The dissenting judge suggested that Sutton and Judge Deborah Cook might have wanted to push the issue on to the high court.

"Because the correct result is so obvious, one is tempted to speculate that the majority has purposefully taken the contrary position to create the circuit split," Judge Martha Craig Daugherty wrote. The Bill Clinton appointee added that the Supreme Court could put an "end to the uncertainty of status and the interstate chaos that the current discrepancy in state laws threaten."

The ruling ran counter to a remarkably rapid string of victories for the gay rights movement over the past few months that have now made same-sex marriage legal in at least 30 states.

Four other U.S. appeals courts in other regions of the country ruled in recent months that states cannot ban gay matrimony.
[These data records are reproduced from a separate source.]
PR #43, opened 2026-04-24
Fix crash on Android 16: remove LIMIT from ContentProvider sort order

aunger:
Android 16 rejects LIMIT in the sortOrder string with
IllegalArgumentException. Since queryMediaStore already only reads the
first row via moveToFirst(), dropping LIMIT 1 is safe and correct.

Fixes crash reported against 20260420 build.

https://claude.ai/code/session_01Pfte26HasStNJn7VRH6Qop

### DIFF
--- a/app/src/main/java/com/gb4pc/service/OverlayService.kt
+++ b/app/src/main/java/com/gb4pc/service/OverlayService.kt
@@ -307,7 +307,7 @@ class OverlayService : Service() {
         isVideo: Boolean
     ): MediaItem? {
         val selection = "${MediaStore.MediaColumns.DATE_ADDED} >= ?"
-        val sortOrder = "${MediaStore.MediaColumns.DATE_ADDED} DESC LIMIT 1"
+        val sortOrder = "${MediaStore.MediaColumns.DATE_ADDED} DESC"
         contentResolver.query(contentUri, projection, selection, selectionArgs, sortOrder)?.use { cursor ->
             if (cursor.moveToFirst()) {
                 val id = cursor.getLong(cursor.getColumnIndexOrThrow(MediaStore.MediaColumns._ID))


aunger:
## Code Review — PR #43: Fix crash on Android 16: remove LIMIT from ContentProvider sort order

The fix is correct and well-reasoned. Android 16 tightened enforcement of `ContentProvider` query contracts, rejecting any `LIMIT` or `OFFSET` clauses in the `sortOrder` string with `IllegalArgumentException`. Removing `LIMIT 1` from the sort string is the right remedy.

**Correctness:** The removal is safe because `queryMediaStore` already reads only the first row via `cursor.moveToFirst()` — so the result set is bounded in practice regardless of how many rows the provider returns. The cursor is also properly closed via the `.use {}` block, so there is no resource leak from returning more rows.

**One minor suggestion:** The commit message mentions this fixes a crash reported against the `20260420` build. Consider adding a comment above the `sortOrder` line explaining *why* `LIMIT` is absent — future maintainers may be tempted to re-add it for "efficiency":

```kotlin
// Do not append "LIMIT 1" here — Android 16+ rejects SQL clauses in sortOrder
// (throws IllegalArgumentException). We only read the first row via moveToFirst().
val sortOrder = "${MediaStore.MediaColumns.DATE_ADDED} DESC"
```

This is a suggestion, not a blocker. The fix itself is sound.

**No changes requested.**

---

aunger:
## Code Review

**The fix is correct and the diagnosis is accurate.** Android 16 enforces that the `sortOrder` parameter passed to `ContentProvider.query()` must not contain SQL-injection-style clauses like `LIMIT`; passing one throws `IllegalArgumentException`. Removing `LIMIT 1` from the sort string is the right fix.

### Correctness

The removal is safe. `queryMediaStore` already uses `cursor.moveToFirst()` and only reads the first row, so dropping `LIMIT 1` from the sort string does not change observable behavior on any API level — it just stops crashing on Android 16.

### One issue to address: performance regression on Android ≤ 15

Removing `LIMIT 1` means the `ContentProvider` now returns **all** matching rows (potentially thousands of photos/videos taken in the same session) instead of one. On Android ≤ 15 the old code happened to work because SQLite honored the `LIMIT` appended to the sort clause, but the correct cross-API way to cap results is via the `Bundle`-based query API introduced in API 26 (which is already `minSdk` for this project):

```kotlin
private fun queryMediaStore(
    contentUri: Uri,
    projection: Array<String>,
    selectionArgs: Array<String>,
    isVideo: Boolean
): MediaItem? {
    val selection = "${MediaStore.MediaColumns.DATE_ADDED} >= ?"
    val sortOrder = "${MediaStore.MediaColumns.DATE_ADDED} DESC"

    val queryArgs = Bundle().apply {
        putString(ContentResolver.QUERY_ARG_SQL_SELECTION, selection)
        putStringArray(ContentResolver.QUERY_ARG_SQL_SELECTION_ARGS, selectionArgs)
        putString(ContentResolver.QUERY_ARG_SQL_SORT_ORDER, sortOrder)
        putInt(ContentResolver.QUERY_ARG_LIMIT, 1)          // honored on all API ≥ 26, no crash on API 36
    }

    contentResolver.query(contentUri, projection, queryArgs, null)?.use { cursor ->
        if (cursor.moveToFirst()) {
            val id = cursor.getLong(cursor.getColumnIndexOrThrow(MediaStore.MediaColumns._ID))
            val mime = cursor.getString(cursor.getColumnIndexOrThrow(MediaStore.MediaColumns.MIME_TYPE))
            val dateTakenCol = cursor.getColumnIndex(MediaStore.MediaColumns.DATE_TAKEN)
            val dateTaken = if (dateTakenCol >= 0) cursor.getLong(dateTakenCol) else System.currentTimeMillis()
            val uri = ContentUris.withAppendedId(contentUri, id)
            return MediaItem(uri.toString(), dateTaken, isVideo)
        }
    }
    return null
}
```

`ContentResolver.QUERY_ARG_LIMIT` is available from API 26 onward (matches `minSdk`) and is the documented replacement for embedding `LIMIT` in the sort string. The `MediaStore` provider on Android 16 explicitly supports it.

**This PR as written stops the crash**, which is the critical goal for users on Android 16 right now. The Bundle-based approach is a follow-up improvement, not a blocker — but worth filing as a task so it doesn't get forgotten.

---

aunger:
✅ **Approved.** The Android 16 crash fix is correct—removing LIMIT from sortOrder is safe since the code already reads only the first row via moveToFirst(). Ready to merge.

---

PR #51, opened 2026-04-26
Fix #45: button never shows photos

### LINKED ISSUE #45: Button never shows photos
The solution for #33 resulted in the icon being shown but now new photos never appear.

aunger:
## Summary

`OverlayManager.show()` called `updateIcon()` every time it was invoked while the overlay was already visible. On two-camera devices `onCameraUnavailable` fires once per camera ID, so `show()` was called a second time *after* `showLatestPhotoThumbnail()` had set the photo bitmap — silently replacing it with the gallery-app icon.

Removed the redundant `updateIcon()` call. The icon is already set correctly when the view is first created in `createOverlayView()`, so no re-set is needed on subsequent `show()` calls while the overlay is active.

## Test plan
- [ ] Open Pixel Camera on a two-camera device, take a photo, and verify the overlay button updates to show the photo thumbnail rather than reverting to the gallery-app icon.
- [ ] All JVM unit tests pass.

https://claude.ai/code/session_01VFH5vqVWexnvwGQMmgVikJ

---
_Generated by [Claude Code](https://claude.ai/code/session_01VFH5vqVWexnvwGQMmgVikJ)_


aunger:
The test claims no Android libraries are needed, and then claims this can’t be tested without Android or Robolectric. Maybe so for unit tests, but this should certainly have a test in e2e suite.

"This anomalous ruling won't stand the test of time or appeal," said Evan Wolfson, president of the pro-gay marriage group Freedom to Marry, in a statement about the 6th Circuit ruling.

Ohio Attorney General Mike DeWine's office, which argued in support of the voter-passed 2004 Ohio ban on gay marriage, said it was "pleased the court agreed with our arguments that important issues such as these should be determined through the democratic process."

The question now is timing.

Generally, the court would have to decide by mid-January whether to hear the case in time for a decision in June. Otherwise, the case would be pushed back to the following term and probably not decided until June 2016.

The ruling followed more than 20 court victories for supporters of same-sex marriage since the Supreme Court struck down part of the federal Defense of Marriage Act last year.